[Entries taken from a collection]

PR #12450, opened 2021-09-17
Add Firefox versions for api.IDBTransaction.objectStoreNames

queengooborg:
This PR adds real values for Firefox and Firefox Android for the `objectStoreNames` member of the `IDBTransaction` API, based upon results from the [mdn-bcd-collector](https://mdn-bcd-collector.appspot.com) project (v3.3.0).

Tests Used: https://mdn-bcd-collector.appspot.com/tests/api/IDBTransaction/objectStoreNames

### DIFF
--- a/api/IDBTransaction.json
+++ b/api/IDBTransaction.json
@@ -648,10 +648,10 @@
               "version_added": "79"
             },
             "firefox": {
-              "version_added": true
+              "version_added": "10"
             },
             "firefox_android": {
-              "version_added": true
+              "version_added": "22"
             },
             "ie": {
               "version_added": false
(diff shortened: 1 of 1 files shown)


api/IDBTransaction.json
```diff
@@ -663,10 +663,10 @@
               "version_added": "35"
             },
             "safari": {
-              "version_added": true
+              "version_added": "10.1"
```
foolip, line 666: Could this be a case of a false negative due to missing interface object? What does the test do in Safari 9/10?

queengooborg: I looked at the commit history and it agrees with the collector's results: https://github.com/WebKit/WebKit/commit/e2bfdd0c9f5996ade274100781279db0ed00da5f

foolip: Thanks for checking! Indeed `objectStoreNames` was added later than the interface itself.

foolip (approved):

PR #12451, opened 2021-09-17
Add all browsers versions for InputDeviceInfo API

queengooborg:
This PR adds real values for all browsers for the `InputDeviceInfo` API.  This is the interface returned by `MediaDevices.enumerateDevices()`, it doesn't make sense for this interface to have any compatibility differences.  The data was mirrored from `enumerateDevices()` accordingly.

## [Problem to work on]
Write down again the exact lines running from the beginning of the data to the line containing "This PR adds real values for Firefox", with both ends included.

## [Exercise solution]
PR #12450, opened 2021-09-17
Add Firefox versions for api.IDBTransaction.objectStoreNames

queengooborg:
This PR adds real values for Firefox and Firefox Android for the `objectStoreNames` member of the `IDBTransaction` API, based upon results from the [mdn-bcd-collector](https://mdn-bcd-collector.appspot.com) project (v3.3.0).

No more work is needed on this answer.